Prakash, who is based in Hardwar, one of four holy Hindu cities on the river Ganges where the world's largest religious gathering takes place, said the product will be sold nationwide but did not rule out international success.
And here some people thought Pepsi Clear was a daring move.

Anyway, I have been working on their jingle, should they decide to enter the US market.


I don’t like the taste of Pepsi,
I don’t like the taste of Coke;
Dr. Pepper’s not the drink for me right now.
7-up and Sprite are dreadful
Every Root Beer is a joke;
What I really want is urine. From a cow.

If you like the taste of urine, you’re in luck!
If you think the taste of piss is bliss, it only costs a buck!
If you want to float your kidneys, you can buy it by the truck—
If you like the taste of urine, you’re in luck!

I don’t want to drink the Kool-Aid
I don’t want a mug of juice;
I don’t even want a tall glass of iced tea.
I’d really hate a cold V-8—
That’s vegetable abuse—
What I really want’s a cup of bovine pee!

If you like the taste of urine, you’re in luck!
If you think the taste of piss is bliss, it only costs a buck!
If you want to float your kidneys, you can buy it by the truck—
If you like the taste of urine, you’re in luck!

It’s a cure for diabetes,
It’s the finest healer known—
You will never need another drink than this!
In the battle of the soft drinks
This elixir stands alone,
And I guarantee it really tastes like piss!
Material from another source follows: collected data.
PR #7807, opened 2026-05-07
Fix DragHandle React unmount cleanup

### LINKED ISSUE #7806: [Bug]: DragHandle React wrapper can throw removeChild NotFoundError on unmount
### Affected Packages

extension-drag-handle-react, extension-drag-handle

### Version(s)

3.20.4

### Bug Description

`@tiptap/extension-drag-handle-react` can throw a DOM `NotFoundError` when the `DragHandle` component unmounts after the underlying drag handle plugin has reparented its element.

The error is:

```txt
Uncaught NotFoundError: Failed to execute 'removeChild' on 'Node': The node to be removed is not a child of this node.
```

The React wrapper currently renders the drag handle element directly:

```tsx
return (
  <div ref={setElement}>
    {children}
  </div>
)
```

Then it passes that same React-owned DOM element to `DragHandlePlugin`.

Inside `DragHandlePlugin`, the element is moved into an imperatively-created wrapper:

```ts
const wrapper = document.createElement('div')
wrapper.appendChild(element)
editor.view.dom.parentElement?.appendChild(wrapper)
```

and the plugin later removes that wrapper on destroy:

```ts
removeNode(wrapper)
```

This means the same DOM node is owned by React’s host tree, but is also reparented/removed by the ProseMirror plugin. When the React component unmounts, React may try to remove the `<div>` from its original parent, but it is no longer a child of that parent, so the browser throws `NotFoundError`.

This is easier to trigger when an editor switches between editable/read-only modes or when a view swap conditionally mounts/unmounts `DragHandle`.

### Browser Used

Chrome

### Code Example URL

_No response_

### Expected Behavior

Unmounting `DragHandle` should not throw, even if the drag handle plugin has moved the handle element into its own wrapper.

The React adapter should keep DOM ownership clear: if `DragHandlePlugin` reparents/removes the handle container, React should not also own that same container as a normal host node.

One possible implementation would be for `@tiptap/extension-drag-handle-react` to create the plugin-managed element imperatively and render `children` into it with `createPortal`, so:

- Tiptap/ProseMirror owns the drag handle container and can move/remove it.
- React owns only the portal children rendered inside that container.
- Toggling editor modes or conditionally unmounting `DragHandle` does not produce a `removeChild` `NotFoundError`.

_No response_

### Dependency Updates

Tintef:
## Summary

Fixes #7806.

This updates `@tiptap/extension-drag-handle-react` so `DragHandle` no longer renders the plugin-managed handle element as a normal React host node.

Instead, the handle element is created imperatively and React renders `children` into it with `createPortal`. This keeps DOM ownership clear: the drag handle plugin can move/remove the handle container, while React owns only the portal children.

The cleanup also avoids unregistering the plugin after the editor has already been destroyed.

## Checks

- `corepack pnpm --filter @tiptap/extension-drag-handle-react lint`
- `corepack pnpm --filter @tiptap/extension-drag-handle-react build`

Note: these commands passed locally with a Node engine warning because this shell is using Node 20 while current `main` requires Node 24.

### DIFF
--- a/.changeset/fix-drag-handle-react-unmount.md
+++ b/.changeset/fix-drag-handle-react-unmount.md
@@ -1,0 +1,7 @@
+---
+"@tiptap/extension-drag-handle-react": patch
+---
+
+Fix `DragHandle` unmounts by rendering children into the plugin-managed drag handle element with a React portal.
+
+This avoids React trying to remove a host node after the drag handle plugin has moved it into its own wrapper.
--- a/packages/extension-drag-handle-react/src/DragHandle.tsx
+++ b/packages/extension-drag-handle-react/src/DragHandle.tsx
@@ -7,9 +7,9 @@ import {
   normalizeNestedOptions,
 } from '@tiptap/extension-drag-handle'
 import type { Node } from '@tiptap/pm/model'
-import type { Plugin } from '@tiptap/pm/state'
 import type { Editor } from '@tiptap/react'
-import { type ReactNode, useEffect, useMemo, useRef, useState } from 'react'
+import { type ReactNode, useEffect, useMemo, useState } from 'react'
+import { createPortal } from 'react-dom'
 
 type Optional<T, K extends keyof T> = Pick<Partial<T>, K> & Omit<T, K>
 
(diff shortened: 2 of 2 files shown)


arnaugomez (approved):

arnaugomez:
Thanks for looking into this. I love React portals and I think they're a more idiomatic React solution. I'll ask @bdbch to review, too

bdbch (approved):
Looks good to me, thanks for your PR! I initially had some thoughts about creating the element via useState - specifically when React renders in strict mode or concurrent rendering which could lead to unattached DOM nodes but I think most browsers should be fine and just GC it.

I'll let the tests run through, afterwards will merge.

If you like the taste of urine, you’re in luck!
If you think the taste of piss is bliss, it only costs a buck!
If you want to float your kidneys, you can buy it by the truck—
If you like the taste of urine, you’re in luck!

3 comments:

Anonymous said...

'Way back when I was an exchange student in Japan, we often saw a beverage there that sounded not unlike what you describe.

Phenyle said...

Well I loved to drink that...until I learned English....

Monado said...

I wonder why India doesn't offer these "cures for the incurable" to the world.